Quality of NGS Reads, Reference mapping and SNP analyses Flashcards
What are Quality control (QC) sequencing reads?
Short DNA sequences provided by the sequencing instruments. The length may vary between 50 and 40,000
bases
What formats do QC sequencing reads come in?
Binary standard flowgram format (SFF format): Roche 454
FASTQ format: a text-based format; example: Illumina reads
What format are Illumina reads in?
FASTQ format: a text-based format including base ATCG
What does a quality score/Phred score of 10 compared to 60 mean?
QC=10 means 1/10 chance the base has been correctly placed
QC=60 means 1/10x106 or 1/1million = 99.9999% certainty
What does an N represent when using QC sequencing? (Instead of a ATCG)
No phred score could be calculated, therefore N was placed instead of a base.
Why do we accept all bases with a QC higher than 20?
20 QC = 99% certainty in the base above 20 = more than 99% certain whereas 10 QC is only 90% accurate.
What could cause poor distribution when looking at per base sequence quality (QC reads)? How could this be avoided? ( QC page with red, yellow green)
Degradation of quality over the duration of long runs
quality trimming could be helpful in such cases.
How does the Per tile sequence quality function?
Record average Phred score for each tile in a flow cell.
Each Flow cell contains 8 lanes - 2 columns each lane - 50/60 tiles per collumn
Each tile is imaged 4 times, once per base and a colour is given blue to red
RED = Poor quality
Blue = at or above average
What does per sequence QC tell you and why might this be low?
Displays one peak showing average quality per sequence, this needs to be 20+.
This could be caused by poor imaging or other technical problems during the run.
Low-quality reads must be removed avoid to problems, such as wrongly called bases, which could introduce bias in the downstream analysis.
what does Per Sequence GC Content tell you in QC? What does differentiation suggest?
GC content across the whole length of each sequence in a file and compares it to a modelled normal distribution of GC content. Differentiation/ jagged not smooth lines may suggest specific contaminant for example: adaptor dimer.
What is adapter sequence removal and why do we carry it out in QC?
adaptor sequences that were used for the sequencing reaction need to be removed before sequencing, this is the process of defining these sequencing so they can be removed from the sequencing.

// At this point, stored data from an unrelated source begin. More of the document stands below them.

PR #202, opened 2019-01-09
Update variables.tf

nitinprabhu:


lgonczar:
Does it also need an update in mapping to users?

PR #206, opened 2019-01-10
Prevent messages from being reprocessed immediately after failure

lgonczar:

https://tools.hmcts.net/jira/browse/BPS-446

### Change description ###

Prevent messages from being reprocessed immediately after failure. This requires message handler to manage the finalise messages itself instead of throwing/not throwing exceptions.

```
[ ] Yes
[x] No
```

### DIFF
--- a/src/main/java/uk/gov/hmcts/reform/bulkscan/orchestrator/services/EnvelopeEventProcessor.java
+++ b/src/main/java/uk/gov/hmcts/reform/bulkscan/orchestrator/services/EnvelopeEventProcessor.java
@@ -4,18 +4,24 @@ import com.google.common.base.Strings;
 import com.microsoft.azure.servicebus.ExceptionPhase;
 import com.microsoft.azure.servicebus.IMessage;
 import com.microsoft.azure.servicebus.IMessageHandler;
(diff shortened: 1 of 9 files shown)


src/main/java/uk/gov/hmcts/reform/bulkscan/orchestrator/services/EnvelopeEventProcessor.java
```diff
@@ -70,18 +83,82 @@ private void process(IMessage message) {
...
     @Override
     public void notifyException(Throwable exception, ExceptionPhase phase) {
         log.error("Error while handling message at stage: " + phase, exception);
     }
+
+    class MessageProcessingResult {
+        public final MessageProcessingResultType resultType;
+        public final Exception exception;
+
+        public MessageProcessingResult(MessageProcessingResultType resultType) {
```
rkondratowicz: should it be legal to create a result of type `UNRECOVERABLE_FAILURE` without providing an exception?

lgonczar: no, why?

PR #210, opened 2019-01-15
Copy document subtype values to document type 

aliveni:
### JIRA link (if applicable) ###
https://tools.hmcts.net/jira/browse/BPS-449

### Change description ###
Supplementary Evidence documents shouldn't contain "subtype" values.
If subtype values exist in the service bus message, copy subtype value to the type.
TODO: In the next pr, a functional test will be added.

**Does this PR introduce a breaking change?** (check one with "x")

```
[ ] Yes
[ x] No
```

PR #211, opened 2019-01-15
Convert ModelMapper abstract class to interface

aliveni:
This is required for the previous pr https://github.com/hmcts/bulk-scan-orchestrator/pull/210/
Qualitygate reported that ModelMapper should be converted to interface as I had to override mapDocument method in SupplementaryEvidenceMapper.


rkondratowicz:
any context for this?

aliveni:
This is required for the previous pr `https://github.com/hmcts/bulk-scan-orchestrator/pull/210/`
Qualitygate reported that ModelMapper should be converted to interface as I had to override `mapDocument` method in SupplementaryEvidenceMapper

PR #215, opened 2019-01-16
Stop using azure-servicebus-spring-boot-starter

lgonczar:

https://tools.hmcts.net/jira/browse/BPS-452

### Change description ###

Stop using azure-servicebus-spring-boot-starter as part of preparation for using two queues

```
[ ] Yes
[x] No
```


lgonczar:
It is already excluded

lgonczar:
> I would vote for not beaning all this up, not registering `MessageOperations` as service either and just void-ly register handler in one config. It suppose to not be exposed for the application

It would be ideal. What I wanted to avoid, however, was the need to inject the dependencies of the handler in the config class, in order to create the handler. The handler itself needs QueueClient.

PR #219, opened 2019-01-17
Remove delegate publisher

rkondratowicz:


rkondratowicz:
this will require some cleanup of the existing solution first

PR #220, opened 2019-01-18
Simplify mappers

rkondratowicz:
interface is never used, mappers are never mocked in tests, can be static.


lgonczar:
Why static? We can inject and mock instances. Otherwise, we have to test everything down.

doncem:
> interface is never used

can be easily solved (#221)

> mappers are never mocked in tests

good!

> can be static

static content would be perfect as no hard dependencies in mappers. interface not working though for that. didn't want to go into deep but perhaps going back to abstract class could solve this and reference to the object as well so to keep actual publisher changes at minimum. but not sure worth keeping this way. + #221  seems lot's simpler

rkondratowicz:
@doncem 
> _interface is never used_
>can be easily solved (#221)

Imho there's nothing to solve, this interface is just not needed.

The end goal is to get rid of the base abstract class and the `DelegatePublisher`.
This is the first step.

What does the Per Base Sequence Content tell you, and what are normal levels?
The proportion of each base position and GC content
This should be equal or similar overrepresented sequences such as adapter dimers or rRNA in a sample may cause bias
What does low/ high Sequence duplication tell you?
A low level of duplication may indicate a very high level of coverage of the target sequence, but a high level of duplication is more likely to indicate some kind of enrichment bias (eg PCR over amplification).
Explain the process of De novo assembly?
De novo assembly is used when we have no priori knowledge of the correct sequence.
1. Reads are taken from genomic information Short-reads” typically range in size 35 – 1,000 bp “long-reads” typically range in size 1,000 – 500,000 bp.
2.Contig creation - Contigs are a set of overlapping oriented reads. A single contig is constructed from two or more overlapping and oriented reads.
- Scaffold formation - Scaffolds are a set of joined-oriented contigs. A single scaffold is constructed from two or more joined and oriented contigs.
- Assembled genome/ chromosome - A single chromosome is constructed from two or more joined and oriented scaffolds.
Why do we have gaps in de novo assembly and how to avoid?
Regions of DNA in which the same sequence of bases is repeated or sections of the genome where DNA is densely packed.
Paired-end DNA sequencing reads provide high-quality alignment across DNA regions containing repetitive sequences, and produce long contigs for de novo sequencing by filling gaps in the consensus sequence.